[[ SUPPLIED MATERIAL, beginning ]]

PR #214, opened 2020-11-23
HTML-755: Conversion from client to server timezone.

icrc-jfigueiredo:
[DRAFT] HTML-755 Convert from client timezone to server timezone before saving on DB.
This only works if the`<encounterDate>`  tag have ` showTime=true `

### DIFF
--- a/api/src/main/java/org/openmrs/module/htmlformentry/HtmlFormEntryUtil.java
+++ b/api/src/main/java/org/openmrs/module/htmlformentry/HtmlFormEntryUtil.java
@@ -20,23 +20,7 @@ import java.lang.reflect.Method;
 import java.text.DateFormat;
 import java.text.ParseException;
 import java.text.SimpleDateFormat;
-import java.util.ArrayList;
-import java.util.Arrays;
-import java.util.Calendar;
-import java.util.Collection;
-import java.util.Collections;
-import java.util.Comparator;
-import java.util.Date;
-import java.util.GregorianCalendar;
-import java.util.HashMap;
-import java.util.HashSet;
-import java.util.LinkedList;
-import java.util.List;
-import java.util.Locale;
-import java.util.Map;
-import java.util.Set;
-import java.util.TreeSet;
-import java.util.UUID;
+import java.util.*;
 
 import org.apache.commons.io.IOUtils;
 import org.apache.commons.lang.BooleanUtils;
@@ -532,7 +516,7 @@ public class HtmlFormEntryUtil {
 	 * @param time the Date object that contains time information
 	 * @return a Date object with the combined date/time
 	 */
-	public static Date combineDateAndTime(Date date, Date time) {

[[ SUPPLIED MATERIAL, end ]]

● TASK TO COMPLETE: Restate the records, all of them, precisely as written.

● EXERCISE RESPONSE:
PR #214, opened 2020-11-23
HTML-755: Conversion from client to server timezone.

icrc-jfigueiredo:
[DRAFT] HTML-755 Convert from client timezone to server timezone before saving on DB.
This only works if the`<encounterDate>`  tag have ` showTime=true `

### DIFF
--- a/api/src/main/java/org/openmrs/module/htmlformentry/HtmlFormEntryUtil.java
+++ b/api/src/main/java/org/openmrs/module/htmlformentry/HtmlFormEntryUtil.java
@@ -20,23 +20,7 @@ import java.lang.reflect.Method;
 import java.text.DateFormat;
 import java.text.ParseException;
 import java.text.SimpleDateFormat;
-import java.util.ArrayList;
-import java.util.Arrays;
-import java.util.Calendar;
-import java.util.Collection;
-import java.util.Collections;
-import java.util.Comparator;
-import java.util.Date;
-import java.util.GregorianCalendar;
-import java.util.HashMap;
-import java.util.HashSet;
-import java.util.LinkedList;
-import java.util.List;
-import java.util.Locale;
-import java.util.Map;
-import java.util.Set;
-import java.util.TreeSet;
-import java.util.UUID;
+import java.util.*;
 
 import org.apache.commons.io.IOUtils;
 import org.apache.commons.lang.BooleanUtils;
@@ -532,7 +516,7 @@ public class HtmlFormEntryUtil {
 	 * @param time the Date object that contains time information
 	 * @return a Date object with the combined date/time
 	 */
-	public static Date combineDateAndTime(Date date, Date time) {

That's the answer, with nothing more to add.